[Problem requirements]: When you find the line with "The issue description" among the records below, reproduce it and each line after it exactly, ending with the line with "Now, my confusion".

··· Records for the task

PR #12421, opened 2026-06-22
Add e2e regression test for elasticJob ResourceFlavor injection

### LINKED ISSUE #12350: ElasticJobsViaWorkloadSlices: ResourceFlavor nodeLabels not injected on elastic job pods

ikchifo:
#### What type of PR is this?

/kind cleanup
/area testing

Adds an e2e regression test verifying that an elastic Job
(`ElasticJobsViaWorkloadSlices`) receives the admitted ResourceFlavor's
node labels and tolerations on the Job template and its running pods,
both at initial admission and after a scale-up that replaces the
workload slice.

Investigation of #12350 showed flavor injection works correctly in
current Kueue; the reported symptom was caused by an external mutating
webhook in my environment stripping the injected nodeSelector. This
test pins the correct behavior against future regressions.

Fixes #12350

Scoped down from the earlier startJob code change per review
discussion; also supersedes #12403. Test-only.

```release-note
NONE
```

### DIFF
--- a/test/e2e/singlecluster/baseline/job_test.go
+++ b/test/e2e/singlecluster/baseline/job_test.go
@@ -42,6 +42,7 @@ import (
 	"sigs.k8s.io/kueue/pkg/workload"
 	workloadevict "sigs.k8s.io/kueue/pkg/workload/evict"
 	workloadfinish "sigs.k8s.io/kueue/pkg/workload/finish"
+	"sigs.k8s.io/kueue/pkg/workloadslicing"
 	"sigs.k8s.io/kueue/test/util"
 )
 
@@ -841,6 +842,161 @@ var _ = ginkgo.Describe("Kueue", ginkgo.Label("area:singlecluster", "feature:job
 					g.Expect(k8sClient.Get(ctx, jobKey, createdJob)).Should(gomega.Succeed())
 					g.Expect(ptr.Deref(createdJob.Spec.Suspend, false)).Should(gomega.BeTrue())
 				}, util.Timeout, util.Interval).Should(gomega.Succeed())
+			})
+		})
+	})
+
+	ginkgo.When("Creating an elastic Job with a ResourceFlavor that has nodeLabels and tolerations", func() {
+		var (
+			onDemandRF   *kueue.ResourceFlavor
+			localQueue   *kueue.LocalQueue
+			clusterQueue *kueue.ClusterQueue
+		)
+
+		flavorToleration := corev1.Toleration{
+			Key:      "example.com/test-taint",
+			Operator: corev1.TolerationOpExists,
+			Effect:   corev1.TaintEffectNoSchedule,
+		}
+
+		ginkgo.BeforeEach(func() {
+			flavorName := "on-demand-" + ns.Name
+			cqName := "cluster-queue-" + ns.Name
+
+			onDemandRF = utiltestingapi.MakeResourceFlavor(flavorName).
+				NodeLabel("instance-type", "on-demand").
+				Toleration(flavorToleration).
+				Obj()
+			util.MustCreate(ctx, k8sClient, onDemandRF)
+
+			clusterQueue = utiltestingapi.MakeClusterQueue(cqName).
+				ResourceGroup(
+					*utiltestingapi.MakeFlavorQuotas(flavorName).
+						Resource(corev1.ResourceCPU, "4").
+						Resource(corev1.ResourceMemory, "4Gi").
+						Obj(),
+				).
+				Obj()
+			util.CreateClusterQueuesAndWaitForActive(ctx, k8sClient, clusterQueue)
+
+			localQueue = utiltestingapi.MakeLocalQueue("main", ns.Name).ClusterQueue(cqName).Obj()
+			util.CreateLocalQueuesAndWaitForActive(ctx, k8sClient, localQueue)
+		})
+
+		ginkgo.AfterEach(func() {
+			gomega.Expect(util.DeleteAllJobsInNamespace(ctx, k8sClient, ns)).Should(gomega.Succeed())
+			gomega.Expect(util.DeleteWorkloadsInNamespace(ctx, k8sClient, ns)).Should(gomega.Succeed())
+			gomega.Expect(util.DeleteObject(ctx, k8sClient, localQueue)).Should(gomega.Succeed())
+			util.ExpectObjectToBeDeleted(ctx, k8sClient, clusterQueue, true)
+			util.ExpectObjectToBeDeleted(ctx, k8sClient, onDemandRF, true)
+			util.ExpectAllPodsInNamespaceDeleted(ctx, k8sClient, ns)
+		})
+
+		ginkgo.It("should inject flavor nodeLabels and tolerations into the Job and pods at admission and after scale-up", func() {
+			expectedNodeSelector := map[string]string{"instance-type": "on-demand"}
+
+			elasticJob := testingjob.MakeJob("elastic-flavor-injection", ns.Name).
+				SetAnnotation(workloadslicing.EnabledAnnotationKey, workloadslicing.EnabledAnnotationValue).
+				Queue(kueue.LocalQueueName(localQueue.Name)).
+				RequestAndLimit(corev1.ResourceCPU, "200m").
+				RequestAndLimit(corev1.ResourceMemory, "20Mi").
+				Parallelism(2).
+				Completions(10).
+				Image(util.GetAgnHostImage(), util.BehaviorWaitForDeletion).
+				TerminationGracePeriod(1).
+				Obj()
+			util.MustCreate(ctx, k8sClient, elasticJob)
+
+			ginkgo.By("waiting for the workload to be admitted", func() {
+				workloads := util.ExpectWorkloadsInNamespace(ctx, k8sClient, ns.Name, 1)
+				gomega.Eventually(func(g gomega.Gomega) {
+					g.Expect(k8sClient.Get(ctx, client.ObjectKeyFromObject(&workloads[0]), &workloads[0])).Should(gomega.Succeed())
+					g.Expect(workload.IsAdmitted(&workloads[0])).Should(gomega.BeTrue())
+				}, util.MediumTimeout, util.Interval).Should(gomega.Succeed())
+			})
+
+			ginkgo.By("verifying the Job template carries the flavor nodeSelector and toleration", func() {
+				util.ExpectJobUnsuspendedWithNodeSelectors(ctx, k8sClient, client.ObjectKeyFromObject(elasticJob), expectedNodeSelector)
+
+				gomega.Eventually(func(g gomega.Gomega) {
+					g.Expect(k8sClient.Get(ctx, client.ObjectKeyFromObject(elasticJob), elasticJob)).Should(gomega.Succeed())
+					g.Expect(elasticJob.Spec.Template.Spec.Tolerations).Should(gomega.ContainElement(flavorToleration))
+				}, util.MediumTimeout, util.Interval).Should(gomega.Succeed())
+			})
+
+			ginkgo.By("verifying running pods carry the flavor nodeSelector and toleration", func() {
+				gomega.Eventually(func(g gomega.Gomega) {
+					pods := &corev1.PodList{}
+					g.Expect(k8sClient.List(ctx, pods,
+						client.InNamespace(ns.Name),
+						client.MatchingLabels{"batch.kubernetes.io/job-name": elasticJob.Name},
+					)).Should(gomega.Succeed())
+
+					runningCount := 0
+					for i := range pods.Items {
+						if pods.Items[i].Status.Phase == corev1.PodRunning {
+							runningCount++
+							g.Expect(pods.Items[i].Spec.NodeSelector).Should(gomega.Equal(expectedNodeSelector))
+							g.Expect(pods.Items[i].Spec.Tolerations).Should(gomega.ContainElement(flavorToleration))
+						}
+					}
+					g.Expect(runningCount).Should(gomega.BeNumerically(">=", 2))
+				}, util.LongTimeout, util.Interval).Should(gomega.Succeed())
+			})
+
+			var oldWorkload *kueue.Workload
+			ginkgo.By("recording the current workload before scaling", func() {
+				workloads := util.ExpectWorkloadsInNamespace(ctx, k8sClient, ns.Name, 1)
+				oldWorkload = &workloads[0]
+			})
+
+			ginkgo.By("scaling up parallelism from 2 to 3", func() {
+				gomega.Eventually(func(g gomega.Gomega) {
+					g.Expect(k8sClient.Get(ctx, client.ObjectKeyFromObject(elasticJob), elasticJob)).Should(gomega.Succeed())
+					elasticJob.Spec.Parallelism = ptr.To[int32](3)
+					g.Expect(k8sClient.Update(ctx, elasticJob)).Should(gomega.Succeed())
+				}, util.Timeout, util.Interval).Should(gomega.Succeed())
+			})
+
+			ginkgo.By("waiting for the replacement workload slice to be admitted and old slice finished", func() {
+				newWorkload := util.ExpectNewWorkloadSlice(ctx, k8sClient, oldWorkload)
+				gomega.Eventually(func(g gomega.Gomega) {
+					g.Expect(k8sClient.Get(ctx, client.ObjectKeyFromObject(newWorkload), newWorkload)).Should(gomega.Succeed())
+					g.Expect(workload.IsAdmitted(newWorkload)).Should(gomega.BeTrue())
+				}, util.MediumTimeout, util.Interval).Should(gomega.Succeed())
+
+				gomega.Eventually(func(g gomega.Gomega) {
+					g.Expect(k8sClient.Get(ctx, client.ObjectKeyFromObject(oldWorkload), oldWorkload)).Should(gomega.Succeed())
+					g.Expect(workload.IsFinished(oldWorkload)).Should(gomega.BeTrue())
+				}, util.MediumTimeout, util.Interval).Should(gomega.Succeed())
+			})
+
+			ginkgo.By("verifying the Job template still carries the flavor nodeSelector and toleration after scale-up", func() {
+				gomega.Eventually(func(g gomega.Gomega) {
+					g.Expect(k8sClient.Get(ctx, client.ObjectKeyFromObject(elasticJob), elasticJob)).Should(gomega.Succeed())
+					g.Expect(elasticJob.Spec.Template.Spec.NodeSelector).Should(gomega.Equal(expectedNodeSelector))
+					g.Expect(elasticJob.Spec.Template.Spec.Tolerations).Should(gomega.ContainElement(flavorToleration))
+				}, util.MediumTimeout, util.Interval).Should(gomega.Succeed())
+			})
+
+			ginkgo.By("verifying all 3 pods carry the flavor nodeSelector and toleration after scale-up", func() {
+				gomega.Eventually(func(g gomega.Gomega) {
+					pods := &corev1.PodList{}
+					g.Expect(k8sClient.List(ctx, pods,
+						client.InNamespace(ns.Name),
+						client.MatchingLabels{"batch.kubernetes.io/job-name": elasticJob.Name},
+					)).Should(gomega.Succeed())
+
+					runningCount := 0
+					for i := range pods.Items {
+						if pods.Items[i].Status.Phase == corev1.PodRunning {
+							runningCount++
+							g.Expect(pods.Items[i].Spec.NodeSelector).Should(gomega.Equal(expectedNodeSelector))
+							g.Expect(pods.Items[i].Spec.Tolerations).Should(gomega.ContainElement(flavorToleration))
+						}
+					}
+					g.Expect(runningCount).Should(gomega.BeNumerically(">=", 3))
+				}, util.LongTimeout, util.Interval).Should(gomega.Succeed())
 			})
 		})
 	})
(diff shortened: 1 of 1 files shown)


ikchifo:
This PR keeps per-pod injection for pods that already exist at admission, while also routing admitted elastic jobs through `startJob`. This updates the owner PodTemplate so autoscaler-created pods inherit the ResourceFlavor placement. Replacement slices restore canonical Workload PodSets before applying their new admission.

Locally validated with some targeted Job and RayCluster integration tests.
If the design here looks right, I'll close the other PR  in favor of this.
cc: @mimowo @sohankunkerkar

pkg/controller/jobframework/reconciler.go
```diff
@@ -619,12 +620,85 @@ func (r *JobReconciler) ReconcileGenericJob(ctx context.Context, req ctrl.Reques
...
+	if runningPodSets != nil && podSetInfoFieldsEqual(jobPodSets, runningPodSets) {
+		return nil
+	}
+
+	log.V(2).Info("Injecting PodSet info into elastic job template after admission")
+	// Workload PodSets are canonical for PodSetInfo-managed fields. Restoring
+	// them intentionally replaces out-of-band changes to those fields.
+	restoreInfo := GetPodSetsInfoFromWorkload(wl)
+	for i := range restoreInfo {
+		restoreInfo[i].SchedulingGates = withoutElasticJobSchedulingGate(restoreInfo[i].SchedulingGates)
```
mimowo: I was rather thinking about injecting the scheduling gate inside start job, probably next to setting the PodSetLavel or injecting the Topology scheduling gate. Any reason to do this outside of startJob?

ikchifo: Ahh, I put the logic outside because already-running elastic jobs bypass the 'suspended' code branch, and I wanted to avoid patching and emitting start events on every reconcile.

I’ll just move that mutation into `startJob` then.

pkg/controller/elasticjobs/elastic_job_ungater.go
```diff
@@ -135,10 +167,22 @@ func (r *elasticJobUngater) Reconcile(ctx context.Context, req reconcile.Request
...
+				} else {
+					log.V(3).Info("ungating elastic pod with assigned flavor info",
+						"pod", klog.KObj(pod), "flavors", flavorsByPodSet[info.Name])
+				}
+			} else {
+				log.V(0).Info("ungating elastic pod without flavor info; no matching PodSet",
+					"pod", klog.KObj(pod))
 			}
-			return ungated, nil
+			return true, nil
```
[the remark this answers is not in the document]
ikchifo: This is intentional. Merge conflicts are deterministic, so retrying would leave an admitted pod gated indefinitely. We log the error and ungate to avoid that regression; future pods inherit the corrected owner template.

pkg/controller/jobframework/reconciler.go
```diff
@@ -619,12 +620,79 @@ func (r *JobReconciler) ReconcileGenericJob(ctx context.Context, req ctrl.Reques
...
+	// makes a still-gated owner template differ and trigger injection.
+	for i := range runningPodSets {
+		runningPodSets[i].Template.Spec.SchedulingGates = withoutElasticJobSchedulingGate(runningPodSets[i].Template.Spec.SchedulingGates)
+	}
+	if runningPodSets != nil && podSetInfoFieldsEqual(jobPodSets, runningPodSets) {
+		return nil
+	}
+
+	log.V(2).Info("Injecting PodSet info into elastic job template after admission")
+	if err := r.startJob(ctx, job, object, wl); err != nil {
```
mimowo: Maybe I'm missing something, but I'm still wondering why we need a separete call to startJob, and cannot reuse the existing path which already takes case of the flavor injection. 

I think in this case maybe a short call over slack could help to align (and walk together trough the code), feel free to reach out over slack.

ikchifo:
Also, visit [pull-kueue-test-integration-shard-2-main/2070659213809422336/build-log.txt](https://storage.googleapis.com/kubernetes-ci-logs/pr-logs/pull/kubernetes-sigs_kueue/12421/pull-kueue-test-integration-shard-2-main/2070659213809422336/build-log.txt) and search for this error:
```
field is immutable
```
That's what 53ae383 addresses; when a Batch Job scale-up repeatedly attempts to mutate immutable spec.template

pkg/controller/jobframework/reconciler.go
ikchifo: Thanks for the call. 

Two incorrect assumptions were clarified: 
- ResourceFlavor does not change between slices
- Suspended batch Jobs cannot create Pods before `startJob` injects `PodSetInfo`. 

We agreed to reuse `startJob` for injection and avoid reinjecting on replacement slices. I’ve updated the PR accordingly.

pkg/controller/elasticjobs/elastic_job_ungater.go
```diff
@@ -135,10 +167,22 @@ func (r *elasticJobUngater) Reconcile(ctx context.Context, req reconcile.Request
 		var ungated bool
 		e := utilclient.Patch(ctx, r.client, pod, func() (bool, error) {
 			ungated = utilpod.Ungate(pod, kueue.ElasticJobSchedulingGate)
-			if ungated {
-				log.V(3).Info("ungating elastic pod", "pod", klog.KObj(pod))
+			if !ungated {
+				return false, nil
+			}
+			if info, ok := infoFor(pod); ok {
+				if mergeErr := podset.Merge(&pod.ObjectMeta, &pod.Spec, info); mergeErr != nil {
```
sohankunkerkar: I think it should return (false, mergeErr) on merge failure so the patch is not applied, or move Merge before Ungate.

pkg/controller/elasticjobs/elastic_job_ungater.go
```diff
@@ -135,10 +167,22 @@ func (r *elasticJobUngater) Reconcile(ctx context.Context, req reconcile.Request
...
+					log.Error(mergeErr, "failed merging PodSet info after ungating; pod released without flavor injection",
+						"pod", klog.KObj(pod))
+				} else {
+					log.V(3).Info("ungating elastic pod with assigned flavor info",
+						"pod", klog.KObj(pod), "flavors", flavorsByPodSet[info.Name])
+				}
+			} else {
+				log.V(0).Info("ungating elastic pod without flavor info; no matching PodSet",
```
sohankunkerkar: Consider returning (false, nil) to keep the pod gated rather than releasing it without injection.

pkg/controller/jobframework/reconciler.go
sohankunkerkar, line 1343: `startJob` was designed for the suspended→unsuspended transition, so this "Started"/"Admitted by clusterQueue" event makes sense there. But now `ensureElasticPodSetInfoInjected` reuses `startJob` for template-patching on already-running elastic jobs. Nothing is actually "started". Users will see a spurious Started event in `kubectl describe`. Consider a different event reason when the job is already running, or suppress the event in that case.

pkg/controller/jobframework/reconciler.go
```diff
@@ -1478,6 +1547,14 @@ func prepareWorkloadSlice(ctx context.Context, clnt client.Client, job GenericJo
 	case 1:
 		// Scale-up event - link to old slice and carry origin name.
 		oldSlice := workloadSlices[0]
+		desiredCounts := workload.ExtractPodSetCountsFromWorkload(wl)
```
sohankunkerkar: This changes workload slice replacement behavior (copying old slice's user-authored PodSets to avoid runtime-injected data leaking into the new workload spec). It looks separate from the ungater/startJob fix? if yes, then consider splitting for it into a separate PR.

pkg/controller/elasticjobs/elastic_job_ungater.go
ikchifo: That does make sense, I'll move `Merge` before `Ungate`. So the patch gets aborted so the pod stays gated

pkg/controller/elasticjobs/elastic_job_ungater.go
ikchifo: I was thinking since there's no matching `PodSetInfo` at all (unknown `PodSetLabel` with a >1 `PodSet`, so no single-PodSet fallback), it is an internal inconsistency rather than a user template conflict. 

Gating indefinitely would block an already-admitted pod with no actionable signal. 
also Happy to make it block, just like the template conflict scenario above.

EDIT: Fixed in [0da2b95](https://github.com/kubernetes-sigs/kueue/pull/12421/commits/0da2b95416b4f9afbed25d8777c478b4dbd88c5b)

pkg/controller/jobframework/reconciler.go
ikchifo: will update so no confusing Started/Admitted event is emitted

EDIT: Done here: [c8fb5c6](https://github.com/kubernetes-sigs/kueue/pull/12421/commits/c8fb5c60c661520c1ea5c14d364796214d5bc59b)

pkg/controller/jobframework/reconciler.go
ikchifo: This `prepareWorkloadSlice` block only exists to counter the template-patching in this PR: once `startJob` stamps the Job template with the admitted flavor's _nodeSelector/gate_, a scale-up builds the replacement Workload from that template, so the runtime placement leaks into the new Workload's spec (the request) where it doesn't belong. Restoring the old slice's user-authored PodSets keeps the request clean.


That coupling is what makes splitting awkward, if this PR merges first without the fix, every scale-up regresses (stale flavor/gate leaks into the new slice) until the follow-up lands.

pkg/controller/jobframework/reconciler.go
```diff
@@ -626,12 +627,77 @@ func (r *JobReconciler) ReconcileGenericJob(ctx context.Context, req ctrl.Reques
...
+
 	// workload is admitted and job is running, nothing to do.
-	// For elastic jobs, pod ungating is handled by the ElasticJobUngater controller.
 	log.V(3).Info("Job running with admitted workload, nothing to do")
 	return ctrl.Result{}, nil
 }
 
+// ensureElasticPodSetInfoInjected patches the parent job's PodTemplate with the
+// admitted PodSetInfo when it differs from the current workload assignment.
+func (r *JobReconciler) ensureElasticPodSetInfoInjected(ctx context.Context, job GenericJob, object client.Object, wl *kueue.Workload, log logr.Logger) error {
```
mimowo: Hm, why do we even attempt to patch jobs which are already running?

ikchifo: For elastic jobs, "running" doesn't mean Kueue started it. We deliberately don't re-suspend a running elastic job that isn't admitted yet, and the schedulng gate holds its pods instead of `suspend`. 
So admission can happen while the job is already 'running', and the normal unsuspend path that stamps the template never fires. 
Without patching here, the template would never get the flavor nodeSelectors/tolerations, and every future pod would rely on per-pod injection by the ungater (the #12403 approach).

When the template is already correct (e.g. during a slice scale-up) this is a no-op. we just compare the stable fields first and skip `startJob`.

sohankunkerkar: I agreed! the ungater is the right place for this, not startJob. Elastic jobs are never re-suspended after the first admission, so routing back through startJob is a category mismatch and the "field is immutable" error confirms it's a dead end for batch/v1. Since the scheduling gate stays in the template, every future pod already flows through the ungater, so injecting PodSetInfo there atomically with gate removal (same pattern as the TAS ungater) is sufficient. That drops the reconciler changes entirely.

mimowo: Hm, I didn't mean exactly that - I meant that calling `startJob` once for the first slice should be enough, and no need to re-run it.

Now, let me have one question: does currently Kueue call startJob once for elasticJobs?

The issue description says that: "The standard path injects nodeLabels via startJob -> RunWithPodSetsInfo -> podset.Merge, which calls podset.FromAssignment to collect labels from each assigned flavor. The elastic path bypasses startJob." However, I studied the code and it seems that the "startJob" is called on the admission of the first workload slice.

Now, my confusion is here: if "startJob" is called on admitting the first workload slice (before pod creation), and it injects the nodeLabels and tolerations into the Job's PodTemplate, then all Pods should already have them (as the workload resize is sticky wrt ResourceFlavor), no need for the ElasticJobUngater to inject the NodeLabels and tolerations. 

So, I cannot even see where the bug is TBH. The flow I imagine (as implemented currently, and correct):
1. RayCluster is created, suspend=true is set by webhook, not Pods created
2. RayCluster created and workload is admitted to a resourceFlavor - nodeLabels and tolerations are injected into the RayCluster PodTemplate
3. pods are created with already injected nodeLabels & tolerations
4. resize skips startJob, but that is fine, resize is sticky to the previous ResourceFlavor, so all previously injected (into the Job's PodTemplate) nodeLabels & tolerations are still correct, and will be injected to the newly created pods.

Now, I would like to first understand where I'm making an inaccurate assumption, because if that flow was accurate then we wouldn't have the bug, or maybe the bug only exists on some old versions?

sohankunkerkar: You're right that startJob runs on first admission and the webhook unconditionally suspends, and when the workload is admitted the reconciler hits the `job.IsSuspended() && workload.IsAdmitted(wl)` path, so RunWithPodSetsInfo injects the flavor nodeLabels. I also verified that stopJob on eviction self-heals because it re-suspends the job, so startJob re-fires on re-admission.

I can't reproduce the issue as described in #12350 from code analysis or envtest. Worth asking @ikchifo for `kubectl describe raycluster` output showing the template state pre/post admission on their GKE cluster. There may be an environment-specific interaction we're not seeing.

mimowo: @sohankunkerkar thank you for double checking (both in code and experimentally)! So, I think we need to return to the drawing board and understand if the issue exists on the latest version of Kueue (and KubeRay). 

In the meanwhile I think it would be great to add an e2e tests for elastic Jobs to confirm that the RF labels and tolerations are injected into the pods correctly.

ikchifo: Root cause found, and it was indeed environment-specific. Our platform runs a mutating webhook on RayJobs that stripped `cloud.google.com/gke-nodepool` from worker nodeSelectors on every CREATE/UPDATE, so Kueue's `startJob` injection was correct but could never persist: the next update (e.g. kuberay-operator's finalizer write) passed through our webhook and removed the label again. Compounding it, the cluster runs Kueue v0.16.9, whose `ElasticJobUngater` removes the gate without injecting anything, so there was no recovery path once the template lost the label.

ikchifo: @mimowo @sohankunkerkar I apologize for the noise on this issue and the time spent reviewing the PR

I'll scope #this PR down to just the regression e2e test, "where an elastic batch Job admitted and scaled up, asserting the ResourceFlavor's nodeLabels and tolerations reach the pod template and the pods"

mimowo: Thank you, no problem I know how tricky are env-specific webhook issues. I have chased a couple in my past. Happy it is all good now, and your env will work well.

test/e2e/singlecluster/baseline/job_test.go
```diff
@@ -843,6 +844,161 @@ var _ = ginkgo.Describe("Kueue", ginkgo.Label("area:singlecluster", "feature:job
...
+
+					runningCount := 0
+					for i := range pods.Items {
+						if pods.Items[i].Status.Phase == corev1.PodRunning {
+							runningCount++
+							g.Expect(pods.Items[i].Spec.NodeSelector).Should(gomega.Equal(expectedNodeSelector))
+							g.Expect(pods.Items[i].Spec.Tolerations).Should(gomega.ContainElement(flavorToleration))
+						}
+					}
+					g.Expect(runningCount).Should(gomega.BeNumerically(">=", 2))
```
mimowo: Instead of doing `runningCount` build the set. So that later you can compare its size. When that fails then the assert reported failure contains more details - list of pot names, not just sizes.

test/e2e/singlecluster/baseline/job_test.go
```diff
@@ -843,6 +844,161 @@ var _ = ginkgo.Describe("Kueue", ginkgo.Label("area:singlecluster", "feature:job
...
+			ginkgo.By("verifying the Job template carries the flavor nodeSelector and toleration", func() {
+				util.ExpectJobUnsuspendedWithNodeSelectors(ctx, k8sClient, client.ObjectKeyFromObject(elasticJob), expectedNodeSelector)
+
+				gomega.Eventually(func(g gomega.Gomega) {
+					g.Expect(k8sClient.Get(ctx, client.ObjectKeyFromObject(elasticJob), elasticJob)).Should(gomega.Succeed())
+					g.Expect(elasticJob.Spec.Template.Spec.Tolerations).Should(gomega.ContainElement(flavorToleration))
+				}, util.MediumTimeout, util.Interval).Should(gomega.Succeed())
+			})
+
+			ginkgo.By("verifying running pods carry the flavor nodeSelector and toleration", func() {
```
mimowo: Let's also check the job size in status.Ready.

test/e2e/singlecluster/baseline/job_test.go
mimowo: That should be exactly two

test/e2e/singlecluster/baseline/job_test.go
```diff
@@ -843,6 +844,161 @@ var _ = ginkgo.Describe("Kueue", ginkgo.Label("area:singlecluster", "feature:job
...
+
+					runningCount := 0
+					for i := range pods.Items {
+						if pods.Items[i].Status.Phase == corev1.PodRunning {
+							runningCount++
+							g.Expect(pods.Items[i].Spec.NodeSelector).Should(gomega.Equal(expectedNodeSelector))
+							g.Expect(pods.Items[i].Spec.Tolerations).Should(gomega.ContainElement(flavorToleration))
+						}
+					}
+					g.Expect(runningCount).Should(gomega.BeNumerically(">=", 3))
```
mimowo: extract finding the running pods to a helper function `findRunningPods` or `findPodsByPhase() to avoid repating the code. the helper returns set of NamepsacedName, and you can check if the set size is as expected.

test/e2e/singlecluster/baseline/job_test.go
```diff
@@ -843,6 +844,161 @@ var _ = ginkgo.Describe("Kueue", ginkgo.Label("area:singlecluster", "feature:job
...
+			util.CreateClusterQueuesAndWaitForActive(ctx, k8sClient, clusterQueue)
+
+			localQueue = utiltestingapi.MakeLocalQueue("main", ns.Name).ClusterQueue(cqName).Obj()
+			util.CreateLocalQueuesAndWaitForActive(ctx, k8sClient, localQueue)
+		})
+
+		ginkgo.AfterEach(func() {
+			gomega.Expect(util.DeleteAllJobsInNamespace(ctx, k8sClient, ns)).Should(gomega.Succeed())
+			gomega.Expect(util.DeleteWorkloadsInNamespace(ctx, k8sClient, ns)).Should(gomega.Succeed())
+			gomega.Expect(util.DeleteObject(ctx, k8sClient, localQueue)).Should(gomega.Succeed())
```
mimowo: nit, to remove the namepsaced objects you can just use DeleteNamespace

mimowo:
@ikchifo I see you probably addressed all the comments, but it would be good if you handle the comments either by:
1. simple suggestions mark as resolved with a small comment like "done"
2. for more complex suggestions you may follow them but keep the comment open for others
3. for some suggestions just  answer in case they need more discussion

That helps reviewers with the process

ikchifo:
@mimowo Understood! will make sure to keep doing that going forward.

mimowo (commented):
/lgtm
/approve
Thank you @ikchifo 👍 
Let me cherrypick so that future cherrypicks to elastic Jobs are easier
/cherrypick release-0.18
/cherrypick release-0.17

······

[Your solution]:
The issue description says that: "The standard path injects nodeLabels via startJob -> RunWithPodSetsInfo -> podset.Merge, which calls podset.FromAssignment to collect labels from each assigned flavor. The elastic path bypasses startJob." However, I studied the code and it seems that the "startJob" is called on the admission of the first workload slice.

Now, my confusion is here: if "startJob" is called on admitting the first workload slice (before pod creation), and it injects the nodeLabels and tolerations into the Job's PodTemplate, then all Pods should already have them (as the workload resize is sticky wrt ResourceFlavor), no need for the ElasticJobUngater to inject the NodeLabels and tolerations. 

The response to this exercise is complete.